WORK TASK
Your answer should repeat every line of the records below in which the word "where" appears.

SOURCE INFORMATION
Issue #35, opened 2019-05-02
Close all outstanding responses on client close


tomchristie:
Client close currently [closes off any keep-alive connections](https://github.com/encode/httpx/blob/master/httpx/dispatch/connection_pool.py#L171).
Actually the behavior would be more neatly bounded if we forcibly close off *all* connections.

```python
with SyncClient() as client:
    response = client.get(..., stream=True)
response.read()  # This should raise an error.
```

jhtimmins:
@florimondmanca is this still up for grabs? And if so, would it make a good first issue?

florimondmanca:
Hi @jhtimmins! There's already a PR for this over at https://github.com/encode/httpx/pull/322, but unfortunately it seems to have slipped through.

So feel free to take it up. I don't think the fix will be trivial, but you can take a crack at it and see where you end up. :)

jhtimmins:
Thanks @florimondmanca! Sounds great. I'll do that.

tomchristie:
Obsoleted by the more tightly bounded `stream()` API. (Which ensures that connections can only be held open within a `stream()` context block)

PR #322, opened 2019-09-06
Close all outstanding responses on client close

dobrovolsky:
related to #35 
```python
with Client() as client:
    response = client.get(..., stream=True)
response.read()  # This should raise an error.
```

### DIFF
--- a/tests/client/test_client.py
+++ b/tests/client/test_client.py
@@ -1,4 +1,5 @@
 import pytest
+from h11 import RemoteProtocolError
 
 import httpx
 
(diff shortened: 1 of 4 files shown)


sethmlarson:
Thanks for opening this @dobrovolsky! :)

tests/client/test_client.py
```diff
@@ -33,33 +34,44 @@ def test_post_json(server):
...
 
+def test_stream_manger_release_resources(server):
+    with httpx.Client() as http:
+        response = http.post(
+            server.url.copy_with(path="/echo_body"), stream=True, data=b"*" * 409600
+        )
+
+    assert response.status_code == 200
+    with pytest.raises(RemoteProtocolError):
+        response.read()
```
florimondmanca: I think we should not let an `h11` exception bubble up to our users; we need to raise an HTTPX-specific exception here. I believe `ResponseClosed` is the most adequate.

This made me realize that we are not force-closing responses yet here on client exit. You can see this by turning on `HTTPX_DEBUG` and seeing `receive_event NEED_DATA` log lines because the response object is still trying to receive response data, and that is because we did not call `.close()` on it to send a `ResponseClosed` event to h11.

I guess implementing response closing on client exit involves some form of storing "pending responses" on the client. We'd add the response there in the `.request()` methods, remove it when the response's `on_close()` callback is normally called, and iterate over it in client's `__exit__()` or `__aexit__()` to close any pending responses.

Would you like to look into this?

tomchristie:
Thanks for having put a bunch of time into this.
As it happens, it's now obsoleted by our more tightly bounded `stream()` API, which ensures that connections can only be held open within a `stream()` context block.

PR #324, opened 2019-09-07
Fix #317

### LINKED ISSUE #317: Deletion of non-existent keys from `Headers` should raise KeyError.
Prompted by  #310

To replicate:

```python
headers = httpx.Headers()
del headers['DOES_NOT_EXIST']  # Should raise a KeyError, but doesn't
```

To resolve this issue we'll need to:

* Ensure that deletion of non-existant keys raises a KeyError.
* Ensure that we have a `.pop(key, default)` that we can use instead for removal without KeyErrors.
* Replace instances of `del headers[key]` in our codebase with `headers.pop(key, None)` where appropriate.

gdhameeja:
Fixes issue #317 
KeyError is raised if a header that was to be deleted did not exist in Headers
`RedirectMiddleware` now can't directly delete a header without checking.
Hence added checks for stripping off request body headers(Content-Length, Transfer-Encoding)
and Authorization headers in case of redirects
Also added a test to check if KeyError is raised for a header to be deleted which does not exist

### DIFF
--- a/httpx/middleware.py
+++ b/httpx/middleware.py
@@ -147,16 +147,37 @@ class RedirectMiddleware(BaseMiddleware):
         if url.origin != request.url.origin:
             # Strip Authorization headers when responses are redirected away from
             # the origin.
-            del headers["Authorization"]
-            del headers["Host"]
+            self._strip_headers(headers)
 
         if method != request.method and method == "GET":
-            # If we've switch to a 'GET' request, then strip any headers which
-            # are only relevant to the request body.
-            del headers["Content-Length"]
-            del headers["Transfer-Encoding"]
+         self._delete_request_body_headers(headers)
 
         return headers
+
+    def _strip_headers(self, headers: Headers) -> None:
+        """
+        Strip headers in case of redirect
+        """
+        headers_to_strip = [
+            'Authorization',
+            'Host'
+        ]
+        for header in headers_to_strip:
+            if header in headers:
+                del headers[header]
+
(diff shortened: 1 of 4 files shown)


httpx/middleware.py
```diff
@@ -147,17 +147,33 @@ def redirect_headers(self, request: AsyncRequest, url: URL, method: str) -> Head
...
         if method != request.method and method == "GET":
-            # If we've switch to a 'GET' request, then strip any headers which
-            # are only relevant to the request body.
-            del headers["Content-Length"]
-            del headers["Transfer-Encoding"]
+            self._delete_request_body_headers(headers)
 
         return headers
 
+    def _strip_headers(self, headers: Headers) -> None:
```
sethmlarson: Let's revert the changes moving the `del` logic into their own methods until the logic is needed in multiple places :)

httpx/middleware.py
```diff
@@ -147,17 +147,33 @@ def redirect_headers(self, request: AsyncRequest, url: URL, method: str) -> Head
...
+        """
+        Strip headers in case of redirect
+        """
+        headers_to_strip = ["Authorization", "Host"]
+        for header in headers_to_strip:
```
sethmlarson: Let's revert these changes moving the logic into methods until it's needed in more than one location. :) Instead we can do `headers.pop("Authorization", None)`

gdhameeja: Done.

PR #325, opened 2019-09-07
Refactor middleware

florimondmanca:
Prompted by https://github.com/encode/httpx/pull/305#issuecomment-529144881

Moves the existing middleware in `middleware.py` into their own module in a `middleware` package.

Next up, a basic auth refactor including:
- Add and use `to_bytes()`
- Extract a reusable `build_basic_auth_header()` helper.

### DIFF
--- a/httpx/utils.py
+++ b/httpx/utils.py
@@ -169,3 +169,7 @@ def get_logger(name: str) -> logging.Logger:
             logger.addHandler(handler)
 
     return logging.getLogger(name)
+
+
+def to_bytes(value: typing.Union[str, bytes]) -> bytes:
+    return value.encode() if isinstance(value, str) else value
--- a/httpx/utils.py
+++ b/httpx/utils.py
@@ -171,5 +171,5 @@ def get_logger(name: str) -> logging.Logger:
     return logging.getLogger(name)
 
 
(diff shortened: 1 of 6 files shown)


sethmlarson:
Could we do those extras in this PR too under the cover of "refactor middlewares"?

florimondmanca:
> Could we do those extras in this PR too under the cover of "refactor middlewares"?

Uh, I guess I'm OK with that. I have another idea for refactoring the `RedirectMiddleware` to use contextvars, but that will *definitely* be in another PR. ;-) I'll push the extras.

sethmlarson:
Totally agree. You might have some minor conflicts over the PR I just merged.

florimondmanca:
Already force-pushed a rebase. :+1:

httpx/utils.py
```diff
@@ -169,3 +169,7 @@ def get_logger(name: str) -> logging.Logger:
             logger.addHandler(handler)
 
     return logging.getLogger(name)
+
+
+def to_bytes(value: typing.Union[str, bytes]) -> bytes:
```
sethmlarson: We should take an encoding parameter here too, default to UTF-8.

florimondmanca: Fixed!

RESULT
So feel free to take it up. I don't think the fix will be trivial, but you can take a crack at it and see where you end up. :)
* Replace instances of `del headers[key]` in our codebase with `headers.pop(key, None)` where appropriate.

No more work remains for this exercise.